- _THE TASK_:
Your task is to give the data again, exactly, with every line intact.

- _INFORMATION SHOWN_:
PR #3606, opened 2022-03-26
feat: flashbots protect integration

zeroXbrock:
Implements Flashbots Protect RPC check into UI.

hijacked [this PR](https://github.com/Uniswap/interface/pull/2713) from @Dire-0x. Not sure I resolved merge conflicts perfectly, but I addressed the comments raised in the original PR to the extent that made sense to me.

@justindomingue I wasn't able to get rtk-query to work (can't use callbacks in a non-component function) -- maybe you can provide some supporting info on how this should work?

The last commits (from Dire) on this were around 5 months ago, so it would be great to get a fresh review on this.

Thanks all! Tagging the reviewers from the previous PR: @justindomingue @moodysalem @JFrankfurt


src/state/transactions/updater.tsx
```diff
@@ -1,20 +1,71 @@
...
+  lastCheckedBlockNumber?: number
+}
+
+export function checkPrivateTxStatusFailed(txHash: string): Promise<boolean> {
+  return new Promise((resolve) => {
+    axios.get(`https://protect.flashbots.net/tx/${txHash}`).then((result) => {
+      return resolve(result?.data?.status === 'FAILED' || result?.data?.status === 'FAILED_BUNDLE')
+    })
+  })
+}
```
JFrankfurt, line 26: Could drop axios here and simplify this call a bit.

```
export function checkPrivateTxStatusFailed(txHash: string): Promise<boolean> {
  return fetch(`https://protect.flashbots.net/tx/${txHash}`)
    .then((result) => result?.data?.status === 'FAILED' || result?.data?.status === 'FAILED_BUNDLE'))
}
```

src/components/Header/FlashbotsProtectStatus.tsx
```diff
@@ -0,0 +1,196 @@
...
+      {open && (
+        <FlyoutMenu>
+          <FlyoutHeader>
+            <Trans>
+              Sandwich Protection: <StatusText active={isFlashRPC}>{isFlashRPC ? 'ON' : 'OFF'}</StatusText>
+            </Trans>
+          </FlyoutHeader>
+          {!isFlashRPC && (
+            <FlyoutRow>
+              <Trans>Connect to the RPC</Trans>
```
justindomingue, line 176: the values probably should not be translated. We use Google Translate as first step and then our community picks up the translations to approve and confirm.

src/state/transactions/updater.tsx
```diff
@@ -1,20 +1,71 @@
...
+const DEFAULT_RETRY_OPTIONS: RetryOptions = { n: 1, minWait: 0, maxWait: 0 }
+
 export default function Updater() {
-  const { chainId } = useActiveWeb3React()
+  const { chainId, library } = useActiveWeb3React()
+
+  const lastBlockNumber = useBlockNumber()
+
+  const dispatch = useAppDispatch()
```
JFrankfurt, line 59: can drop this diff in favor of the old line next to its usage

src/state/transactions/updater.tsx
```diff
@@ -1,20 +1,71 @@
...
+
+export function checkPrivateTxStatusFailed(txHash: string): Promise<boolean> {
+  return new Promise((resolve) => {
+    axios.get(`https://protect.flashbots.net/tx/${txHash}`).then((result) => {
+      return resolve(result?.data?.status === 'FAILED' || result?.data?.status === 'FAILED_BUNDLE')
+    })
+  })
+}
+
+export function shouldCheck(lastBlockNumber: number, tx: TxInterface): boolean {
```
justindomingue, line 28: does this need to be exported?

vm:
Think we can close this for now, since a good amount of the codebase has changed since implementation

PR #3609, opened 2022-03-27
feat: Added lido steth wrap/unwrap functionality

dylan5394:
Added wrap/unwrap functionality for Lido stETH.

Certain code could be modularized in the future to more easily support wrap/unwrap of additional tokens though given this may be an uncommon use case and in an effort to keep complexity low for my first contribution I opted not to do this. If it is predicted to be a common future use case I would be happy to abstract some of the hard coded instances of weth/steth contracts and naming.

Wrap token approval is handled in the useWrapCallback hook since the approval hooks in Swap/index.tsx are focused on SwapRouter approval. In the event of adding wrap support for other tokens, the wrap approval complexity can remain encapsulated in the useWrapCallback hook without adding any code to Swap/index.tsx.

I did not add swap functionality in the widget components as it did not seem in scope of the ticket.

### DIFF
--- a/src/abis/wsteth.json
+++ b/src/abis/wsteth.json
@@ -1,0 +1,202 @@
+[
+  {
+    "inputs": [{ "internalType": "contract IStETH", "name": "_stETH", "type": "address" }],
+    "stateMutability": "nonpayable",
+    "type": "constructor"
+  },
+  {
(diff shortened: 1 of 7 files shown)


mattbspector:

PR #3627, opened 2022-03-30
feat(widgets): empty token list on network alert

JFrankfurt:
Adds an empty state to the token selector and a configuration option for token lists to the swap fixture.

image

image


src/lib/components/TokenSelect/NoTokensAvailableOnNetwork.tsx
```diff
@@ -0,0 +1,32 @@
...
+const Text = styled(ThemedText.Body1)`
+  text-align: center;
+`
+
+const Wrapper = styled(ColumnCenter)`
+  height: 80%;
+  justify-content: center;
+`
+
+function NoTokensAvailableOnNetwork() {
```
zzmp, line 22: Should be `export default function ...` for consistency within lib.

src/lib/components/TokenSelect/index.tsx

- _FINISHED TASK_:
PR #3606, opened 2022-03-26
feat: flashbots protect integration

zeroXbrock:
Implements Flashbots Protect RPC check into UI.

hijacked [this PR](https://github.com/Uniswap/interface/pull/2713) from @Dire-0x. Not sure I resolved merge conflicts perfectly, but I addressed the comments raised in the original PR to the extent that made sense to me.

@justindomingue I wasn't able to get rtk-query to work (can't use callbacks in a non-component function) -- maybe you can provide some supporting info on how this should work?

The last commits (from Dire) on this were around 5 months ago, so it would be great to get a fresh review on this.

Thanks all! Tagging the reviewers from the previous PR: @justindomingue @moodysalem @JFrankfurt


src/state/transactions/updater.tsx
```diff
@@ -1,20 +1,71 @@
...
+  lastCheckedBlockNumber?: number
+}
+
+export function checkPrivateTxStatusFailed(txHash: string): Promise<boolean> {
+  return new Promise((resolve) => {
+    axios.get(`https://protect.flashbots.net/tx/${txHash}`).then((result) => {
+      return resolve(result?.data?.status === 'FAILED' || result?.data?.status === 'FAILED_BUNDLE')
+    })
+  })
+}
```
JFrankfurt, line 26: Could drop axios here and simplify this call a bit.

```
export function checkPrivateTxStatusFailed(txHash: string): Promise<boolean> {
  return fetch(`https://protect.flashbots.net/tx/${txHash}`)
    .then((result) => result?.data?.status === 'FAILED' || result?.data?.status === 'FAILED_BUNDLE'))
}
```

src/components/Header/FlashbotsProtectStatus.tsx
```diff
@@ -0,0 +1,196 @@
...
+      {open && (
+        <FlyoutMenu>
+          <FlyoutHeader>
+            <Trans>
+              Sandwich Protection: <StatusText active={isFlashRPC}>{isFlashRPC ? 'ON' : 'OFF'}</StatusText>
+            </Trans>
+          </FlyoutHeader>
+          {!isFlashRPC && (
+            <FlyoutRow>
+              <Trans>Connect to the RPC</Trans>
```
justindomingue, line 176: the values probably should not be translated. We use Google Translate as first step and then our community picks up the translations to approve and confirm.

src/state/transactions/updater.tsx
```diff
@@ -1,20 +1,71 @@
...
+const DEFAULT_RETRY_OPTIONS: RetryOptions = { n: 1, minWait: 0, maxWait: 0 }
+
 export default function Updater() {
-  const { chainId } = useActiveWeb3React()
+  const { chainId, library } = useActiveWeb3React()
+
+  const lastBlockNumber = useBlockNumber()
+
+  const dispatch = useAppDispatch()
```
JFrankfurt, line 59: can drop this diff in favor of the old line next to its usage

src/state/transactions/updater.tsx
```diff
@@ -1,20 +1,71 @@
...
+
+export function checkPrivateTxStatusFailed(txHash: string): Promise<boolean> {
+  return new Promise((resolve) => {
+    axios.get(`https://protect.flashbots.net/tx/${txHash}`).then((result) => {
+      return resolve(result?.data?.status === 'FAILED' || result?.data?.status === 'FAILED_BUNDLE')
+    })
+  })
+}
+
+export function shouldCheck(lastBlockNumber: number, tx: TxInterface): boolean {
```
justindomingue, line 28: does this need to be exported?

vm:
Think we can close this for now, since a good amount of the codebase has changed since implementation

PR #3609, opened 2022-03-27
feat: Added lido steth wrap/unwrap functionality

dylan5394:
Added wrap/unwrap functionality for Lido stETH.

Certain code could be modularized in the future to more easily support wrap/unwrap of additional tokens though given this may be an uncommon use case and in an effort to keep complexity low for my first contribution I opted not to do this. If it is predicted to be a common future use case I would be happy to abstract some of the hard coded instances of weth/steth contracts and naming.

Wrap token approval is handled in the useWrapCallback hook since the approval hooks in Swap/index.tsx are focused on SwapRouter approval. In the event of adding wrap support for other tokens, the wrap approval complexity can remain encapsulated in the useWrapCallback hook without adding any code to Swap/index.tsx.

I did not add swap functionality in the widget components as it did not seem in scope of the ticket.

### DIFF
--- a/src/abis/wsteth.json
+++ b/src/abis/wsteth.json
@@ -1,0 +1,202 @@
+[
+  {
+    "inputs": [{ "internalType": "contract IStETH", "name": "_stETH", "type": "address" }],
+    "stateMutability": "nonpayable",
+    "type": "constructor"
+  },
+  {
(diff shortened: 1 of 7 files shown)


mattbspector:

PR #3627, opened 2022-03-30
feat(widgets): empty token list on network alert

JFrankfurt:
Adds an empty state to the token selector and a configuration option for token lists to the swap fixture.

image

image


src/lib/components/TokenSelect/NoTokensAvailableOnNetwork.tsx
```diff
@@ -0,0 +1,32 @@
...
+const Text = styled(ThemedText.Body1)`
+  text-align: center;
+`
+
+const Wrapper = styled(ColumnCenter)`
+  height: 80%;
+  justify-content: center;
+`
+
+function NoTokensAvailableOnNetwork() {
```
zzmp, line 22: Should be `export default function ...` for consistency within lib.

src/lib/components/TokenSelect/index.tsx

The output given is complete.